Task directions -> Scan the material that follows for lines with "CONTRIBUTING". Answer with how many there are, nothing else.

Available records ->
========================
PR #274, opened 2022-11-01
Update dependencies

seankimdev:
```
npm install --prefix packages/protobuf-bench esbuild@latest
npm install --prefix packages/protoplugin-example tsx@latest
npm install eslint@latest
npm install @typescript-eslint/eslint-plugin@latest
npm install --save-dev @typescript-eslint/parser@latest
npm install --save-dev eslint-import-resolver-typescript@latest
npm install jest@latest
npm install @types/jest@latest
```


packages/protobuf-bench/README.md
```diff
@@ -11,4 +11,4 @@ server would usually do.
 | code generator      | bundle size             | minified               | compressed         |
 |---------------------|------------------------:|-----------------------:|-------------------:|
 | protobuf-es         | 74,055 b      | 36,960 b | 9,651 b |
-| protobuf-javascript | 370,857 b  | 271,536 b | 43,759 b |
```
smaye81, line 14: Decent jump here.  v3.21.2 must have a bit more code than 3.20.1

smaye81 (approved):

packages/protobuf-bench/package.json
```diff
@@ -7,7 +7,7 @@
   },
   "dependencies": {
     "@bufbuild/protobuf": "0.2.1",
-    "esbuild": "^0.15.10",
-    "google-protobuf": "^3.20.1"
+    "esbuild": "^0.15.12",
+    "google-protobuf": "^3.21.2"
```
timostamm, line 11: If we update the package google-protobuf to the latest version, we should also update the code generator to the latest version. The generated code depends on this package. 

The generator is pinned [here](https://github.com/bufbuild/protobuf-es/blob/33ce05a2fbe1351a271070228f3f4c447cbb5162/packages/protobuf-bench/buf.gen.yaml#L11). Can you update this?

seankimdev: Thanks Timo and Steve. How do you update it? curious

smaye81: You just have to change the value in that `buf.gen.yaml` that Timo linked.  However, there is no plugin with that version published in the BSR yet.  Once something is published there, I'll post an update.  Until then, since I'm not sure when that will be, let's just remove the update to `protobuf` in this PR and we'll update both in a separate PR.

seankimdev: Sounds good. Reverted the protobuf version update.

packages/protobuf-bench/package-lock.json
```diff
@@ -0,0 +1,564 @@
+{
+  "name": "@bufbuild/protobuf-bench",
```
timostamm, line 2: This lock file should not exists. In a project with npm workspaces, there must only be a single lock file.

seankimdev: I see. That makes sense. Thank you. Removed both lock files in protobuf-bench and protobuf-example.

smaye81 (approved):

packages/protobuf-bench/README.md
```diff
@@ -11,4 +11,4 @@ server would usually do.
...
+| protobuf-javascript | 389,691 b  | 288,639 b | 45,153 b |
```
timostamm, line 14: We aren't updating google-protobuf anymore, right? Where does the increase in bundle size come from?

timostamm: `make bench` should fix it.

seankimdev: Oddly no. It seems running `make` after removing those lock files changed them.

seankimdev: Is it possible for `es-build` to affect it?

timostamm: Yes (you can look at the changelog), but very unlikely. 

It is much more likely that this is still using the newer version of google-protobuf. There we multiple lock files at one point, and now we probably have the wrong version in the remaining lock file. Note that the lock file is the authority in the installed version, the package.json file just has version constraints.

seankimdev: Ah yes, you are right. The lock file was using a newer version since the version constraint was set at `^3.20.1`, so it generated the lock file with the latest version `3.21.2`. In this case, would it make sense to pin its version to `3.21.0` to match what it used to be, and generate a new lock file?

packages/protobuf-bench/README.md
```diff
@@ -10,5 +10,5 @@ server would usually do.
 
 | code generator      | bundle size             | minified               | compressed         |
 |---------------------|------------------------:|-----------------------:|-------------------:|
-| protobuf-es         | 74,055 b      | 36,960 b | 9,651 b |
+| protobuf-es         | 74,495 b      | 36,880 b | 9,644 b |
```
timostamm, line 13: I think this is caused by `packages/protobuf-bench/node_modules/@bufbuild/protobuf` in the lock file. It should be `node_modules/@bufbuild/protobuf`.

I guess the import paths make their way into the bundle, increasing the size.

Perhaps @smaye81 can lend you a hand?

smaye81: @timostamm @seankimdev Should be good now.  I basically just checked out the package-lock from main and reran `make`.  Looks like the benchmark values are back to being unchanged.

seankimdev: Thanks Steve!

timostamm (approved):

PR #275, opened 2022-11-02
Make tsNocheck works correctly

yukukotani:
`/* @ts-nocheck */` won't disable type check. `// @ts-nocheck` is the correct syntax.


timostamm (approved):
Thank you for the fix, @yukukotani!

This needs some updates to tests. You can run `make` to see where, but you need [bazel and other tools](https://github.com/bufbuild/protobuf-es/blob/main/.github/CONTRIBUTING.md) installed.

Let's get this merged and I'll follow up with an update to the tests.

yukukotani:
@timostamm Oops, Sorry I didn't notice CONTRIBUTING.md exists! I'll do that myself next time.

PR #277, opened 2022-11-02
allow async code generators

fubhy:
I am writing a code generator for generating tests for another code generator (lol). I want to ingest test cases by reading a file with `readline` using `AsyncIterator` (test cases encoded from https://github.com/bufbuild/protoc-gen-validate/tree/main/tests/harness in jsond format (line by line)).

In general, I think we should allow this because why not? :-)


fubhy:
Note: Tests are failing due to https://github.com/bufbuild/protobuf-es/pull/275

smaye81:
See discussion in https://github.com/bufbuild/protobuf-es/issues/278.  This is not something we are going to implement at this time.

PR #279, opened 2022-11-02
Proposal: Add print function with tagged template literal

yukukotani:
Adds `GeneratedFile#printTag` to improve the human-readability of plugins.

Please note that this PR is just a proposal. Also, the naming of `printTag` is debatable.

## Example

Extracted from [here](https://github.com/bufbuild/protobuf-es/blob/1d27516e6455675e778a807d8865b1bdf8c6d97a/packages/protoplugin-example/src/protoc-gen-twirp-es.ts#L68)

### Before

```ts
f.print("    async ", localName(method), "(request: ", method.input, "): Promise<", method.output, "> {");
```

### After

```ts
f.printTag`    async ${localName(method)}(request: ${method.input}): Promise<${method.output}>{`
```


smaye81:
Hi @yukukotani.  Thanks for the proposal!  This is actually something we've discussed as well.  I think we'd want this as an overload on the `GeneratedFile` type.  This way we can call both functions `print`.  Any interest in refactoring this PR?

yukukotani:
@smaye81 
> I think we'd want this as an overload on the GeneratedFile type. This way we can call both functions print.

Sounds good! I've done the refactoring.

packages/protoplugin/src/ecmascript/generated-file.ts
```diff
@@ -66,7 +66,12 @@ export interface GeneratedFile {
    * - ImportSymbol: Adds an import statement and prints the name of the symbol.
    * - DescMessage or DescEnum: Imports the type if necessary, and prints the name.
    */
-  print(...any: Printable[]): void;
+  print(...printables: Printable[]): void;
+
+  /**
+   * Add a line of code to the file with tagged template literal.
```
smaye81, line 72: `Add a line of code to the file with tagged template literal and an optional array of Printables.  See print(Printable[]) for behavior when printing Printable items.`

smaye81 (changes requested):

packages/protoplugin-test/src/transpile.test.ts
```diff
@@ -185,4 +185,21 @@ describe("transpile", function () {
       "export declare function foo(): Foo;",
     ]);
   });
+
+  test("print with tagged template literal works correctly", () => {
+    const linesOf = transpile((schema) => {
```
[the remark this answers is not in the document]
smaye81: Actually the more I think about it, I'm not entirely convinced we need the `Printable[]` parameter with the template string call.  Let me discuss it with the team and I'll get back to you.  For now, just ignore the mixing template literal and regular string test I mentioned above.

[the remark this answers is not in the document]
smaye81: OK, so after discussion I realized I was incorrect and we actually need that second parameter.  So ignore my second point instead.  Apologies for the confusion.

packages/protoplugin-test/src/tagged-template-literal.test.ts
```diff
@@ -0,0 +1,86 @@
+// Copyright 2021-2022 Buf Technologies, Inc.
```
smaye81, line 1: I would move these tests back into `transpile.test.ts`.  Not sure why, but it looks like the tests are split now between that file and this one.  I'd just create a nested `describe` block called `print with tagged template literal` inside the main `transpile` one.  

Also let's keep the `transpile` helper in the transpile test file since moving the tests back will keep everything contained in one place.

yukukotani: @smaye81 
I split them because `transpile.test.ts` seems a bit long for me. But I'm not very picky about it, so fixed in [7c5fb57](https://github.com/bufbuild/protobuf-es/pull/279/commits/7c5fb57bbc131c5cdcd32faaa0f54424a47d3463).

smaye81:
So apologies for the churn on this.  After discussing it with the team, I think we want to move the generated file logic into a `generated-file.test.ts` for consistency and proper separating of concerns.  The `transpile.test.ts` file should only focus on testing transpilation and in this instance, we don't need transpilation, just generated file content from the `print` function.  

Could you create a new `generated-file.test.ts` test file alongside the others and move all your print testing there instead?  Inside the test file, you can add a new helper that looks as follows:

```ts
/**
 * Generates a single file using the plugin framework and the given print function.
 * The returned string array represents the generated file content created using printFn.
 */
function generateSingleFile(printFn: (f: GeneratedFile) => void): string[] {
  const req = new CodeGeneratorRequest({
    parameter: `target=ts`,
  });
  const plugin = createEcmaScriptPlugin({
    name: "test-plugin",
    version: "v99.0.0",
    generateTs: (schema: Schema) => {
      const f = schema.generateFile("test.ts");
      printFn(f);
    },
  });
  const res = plugin.run(req);
  if (res.file.length !== 1) {
    throw new Error(`no file generated`);
  }

  const content = res.file[0].content ?? "";
  return content.trim().split("\n");
}
```

Then your tests will look something like this:

```ts
  test("print with tagged template literal works correctly", () => {
    const lines = generateSingleFile((f) => {
      const Foo = f.import("Foo", "foo");
      f.print`export function foo(): ${Foo} { return new ${Foo}(); };`;
    });
    expect(lines).toStrictEqual([
      'import {Foo} from "foo";',
      "",
      "export function foo(): Foo { return new Foo(); };",
    ]);
  });
```

packages/protoplugin/src/ecmascript/generated-file.ts
```diff
@@ -66,7 +66,12 @@ export interface GeneratedFile {
    * - ImportSymbol: Adds an import statement and prints the name of the symbol.
    * - DescMessage or DescEnum: Imports the type if necessary, and prints the name.
    */
-  print(...any: Printable[]): void;
+  print(...printables: Printable[]): void;
+
+  /**
+   * Add a line of code to the file with tagged template literal and an optional array of Printables. See print(Printable[]) for behavior when printing Printable items.
```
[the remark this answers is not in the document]
yukukotani: 773d475

yukukotani:
@smaye81 No problem, thanks for the detail suggestion!

packages/protoplugin-test/src/transpile.test.ts
```diff
@@ -185,4 +185,21 @@ describe("transpile", function () {
       "export declare function foo(): Foo;",
     ]);
   });
+
+  test("print with tagged template literal works correctly", () => {
```
smaye81, line 189: Can you move this test to `generated-file.test.ts` also?

yukukotani: @smaye81 Oops it's duplicated with [this test](https://github.com/yukukotani/protobuf-es/blob/773d47585173870442936e08861757875dffc489/packages/protoplugin-test/src/generated-file.test.ts#L45:L45). I've removed it.

PR #281, opened 2022-11-02
show test failure for float bug

fubhy:


smaye81:
This actually should've been caught [here](https://github.com/bufbuild/protobuf-es/blob/main/packages/protoplugin-test/src/custom-options.test.ts#L84) but we use `4.5` as the float value and from what I can tell, the issue is with precisions over 1 decimal place.

PR #284, opened 2022-11-02
fix typo

fubhy:


timostamm (approved):
A typo squashed _and_ 2 bytes saved :) TY!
========================
Answer section -> 2